AI handles exactly one step. Everything else is deterministic.


Installation

npm install -g archaeo

Requirements:

  • Node.js 20+
  • A git repository
  • A Gemini API key (free tier works) — get one here

Setup

# Set your Gemini API key
export GEMINI_API_KEY=your-key-here

# Optional: add GitHub token for richer PR context
export GITHUB_TOKEN=ghp_your-token

# Index your repo (one-time, ~1 min for most repos)
cd your-project
archaeo init

Commands

| Command | Description | | -------------------------- | --------------------------------------------- | | archaeo init | Index the repo for the first time | | archaeo ask '<question>' | Ask a natural language question | | archaeo history <file> | Show timeline of changes to a file | | archaeo check | Detect if current changes undo past decisions | | archaeo update | Incrementally index new commits | | archaeo status | Show index stats | | archaeo config | View and edit configuration |


Privacy

Your code never leaves your machine.

archaeo stores everything in a local SQLite database at .archaeo/index.db.
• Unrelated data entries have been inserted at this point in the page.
PR #1831, opened 2024-07-30
Refactor bare metal provider machine cleanup

moadqassem:
In Tinkerbell a workflow brings together [Hardware](https://tinkerbell.org/docs/concepts/hardware) and a [Template](https://tinkerbell.org/docs/concepts/templates) for execution.. The status field of the workflow can be used to determine the current state of the workflow and to identify any issues that may have occurred during the execution of it. Thus, it is important to keep track of those workflows even if they were executed to keep track of the provisioning processes. This PR makes the workflows of a hardware unique and it opens up the possibility to run a workflow multiple times and treat them as an idempotent process which can't be resumed in terms of failures. Those workflows must be deleted in two situations: 

1- The workflow has a pending state however the machine deployment has been deleted. Thus we should get rid of those workflows to prevent triggering them in the future. 
2- The workflow is stuck in a timeout state and it cannot be resumed thus they don't have any real value.

This PR cleans up those workflows based on the criteria above.

Fixes #

**What type of PR is this?**
/kind feature

```release-note
Tinerkebll: cleanup workflows that are either in a pending state or timeout state.
```

**Documentation**:

```documentation
None
```

### DIFF
--- a/pkg/cloudprovider/provider/baremetal/plugins/tinkerbell/client/hardware.go
+++ b/pkg/cloudprovider/provider/baremetal/plugins/tinkerbell/client/hardware.go
@@ -62,7 +62,6 @@ func (h *HardwareClient) SetHardwareID(ctx context.Context, hardware *tinkv1alph
 	}
 
 	hardware.Spec.Metadata.Instance.ID = newID
-	// Set the new ID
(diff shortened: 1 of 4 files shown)


xrstf (approved):
/approve

PR #1833, opened 2024-07-31
AWS: Increase HttpPutResponseHopLimit to 3 for EC2 instances

ahmedwaleedmalik:
The latest Ubuntu 22.04 images have IMDSv2 enabled as a default. By default, the limit of hops of PUT requests to metadata service is 2. The instance metadata service is not reachable from the container network in case if further hops are required.

We came across this issue while working with Cilium as CNI. The issue has been documented [here](https://github.com/cilium/cilium/issues/25232).

Although, the issue mentions a workaround to make it work with Cilium. Fixing it just for a single component is not ideal since a tool like `machine-controller` shouldn't judge how the underlying network or programs hosted on the machines provisioned by it are configured. Hence, we went with a more generic fix for this, i.e. to set the [HTTP PUT response hop limit](https://docs.aws.amazon.com/AWSEC2/latest/APIReference/API_InstanceMetadataOptionsRequest.html#:~:text=HttpPutResponseHopLimit) to 3. This ensures a much wider compatibility.

Fixes #

**What type of PR is this?**

/kind bug

```release-note
AWS: Increase HttpPutResponseHopLimit to 3 for EC2 instances
```

**Documentation**:

```documentation
NONE
```

### DIFF
--- a/pkg/cloudprovider/provider/aws/provider.go
+++ b/pkg/cloudprovider/provider/aws/provider.go
@@ -61,6 +61,11 @@ const (
 	// Interval and timeout for polling.
 	pollInterval = 2 * time.Second
 	pollTimeout  = 5 * time.Minute
+	// The maximum number of hops that the metadata service can be forwarded to, defaults to 2.
+	// We need to set this to a higher value i.e. 3 to ensure that it is not blocked by extra hops that are introduced either by CNI or other networking components. With lower
+	// limits AWS metadata service is not reachable from the container network in such a scenario.
+	// For example: https://github.com/cilium/cilium/issues/25232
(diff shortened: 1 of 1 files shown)


xmudrii (approved):
/lgtm
/approve

xmudrii:
/hold
Looks like we don't run AWS tests by default in MC, let me quickly check this

alexinfoblox:
@ahmedwaleedmalik, hello
We encountered the same issue when retrieving the session token from the instance metadata. We are also using Cilium as the cluster CNI (no issues were observed with Flannel).

Therefore, we are also considering increasing the hop limit to 3. What potential drawbacks or concerns should we be aware of when increasing it?"

PR #1844, opened 2024-08-16
Fix vSphere E2E tests

xmudrii:
**What this PR does / why we need it**:

Some parameters on the vSphere side are temporarily changed. This PR ensures that the vSphere E2E tests can pass.

**What type of PR is this?**

/kind failing-test

**Does this PR introduce a user-facing change? Then add your Release Note here**:
```release-note
NONE
```

**Documentation**:
```documentation
NONE
```

PR #1847, opened 2024-08-26
vSphere: support for VM Groups

### LINKED ISSUE #1846: vSphere: Support for VM Groups
As a KKP user, I'd like to be able to assign machine deployments to specific VM groups to control their placement in a deterministic manner.

## Acceptance Criteria

- [ ] Assign VM/Host group to VMs

ahmedwaleedmalik:
This PR adds support for adding VMs to pre-defined VM groups. This is useful for VM placement as host rules can be created for VM groups in vSphere.

Fixes #1846

**What type of PR is this?**

/kind feature

```release-note
vSphere: Support for assigning VMs to VM groups. 
```

**Documentation**:

```documentation
NONE
```


ahmedwaleedmalik:
vSphere tests are supposed to be fixed in https://github.com/kubermatic/machine-controller/pull/1844. So we'll need to override them in this PR so that I can continue with the implementation in KKP and dashboard.

pkg/cloudprovider/provider/vsphere/vmgroup.go
```diff
@@ -0,0 +1,121 @@
...
+			vmRefs = append(vmRefs, vm.Reference())
+		}
+	}
+
+	var vmRefsToAdd []types.ManagedObjectReference
+	for _, vm := range vmRefs {
+		for _, existingVM := range vmGroup.Vm {
+			if existingVM.Value == vm.Value {
+				log.Debugf("VM %s already in VM group %s", machine.Name, config.VMGroup)
+				continue
```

The only external calls are:

  • GitHub API — to fetch PR descriptions (optional, needs token)
  • Gemini API — to synthesise the final answer from pre-filtered commits

The embedding model runs fully locally using @xenova/transformers. No commit content is ever sent for embedding.


Tech stack

  • Runtime — Node.js 20+ with TypeScript
  • CLI — Commander.js
  • Git — simple-git
  • GitHub — @octokit/rest
  • Embeddings — @xenova/transformers (local, offline)
  • Vector search — sqlite-vec
  • Database — better-sqlite3
  • AI synthesis — Gemini API

Roadmap

  • [ ] VS Code extension — right-click any function to see its full history
  • [ ] Shared team index — institutional memory that survives engineer departures
  • [ ] GitHub PR bot — auto-runs conflict detection on every PR
  • [ ] Slack integration — ask questions from Slack

Contributing

Issues and PRs welcome. This is early — feedback on retrieval quality and edge cases is especially valuable.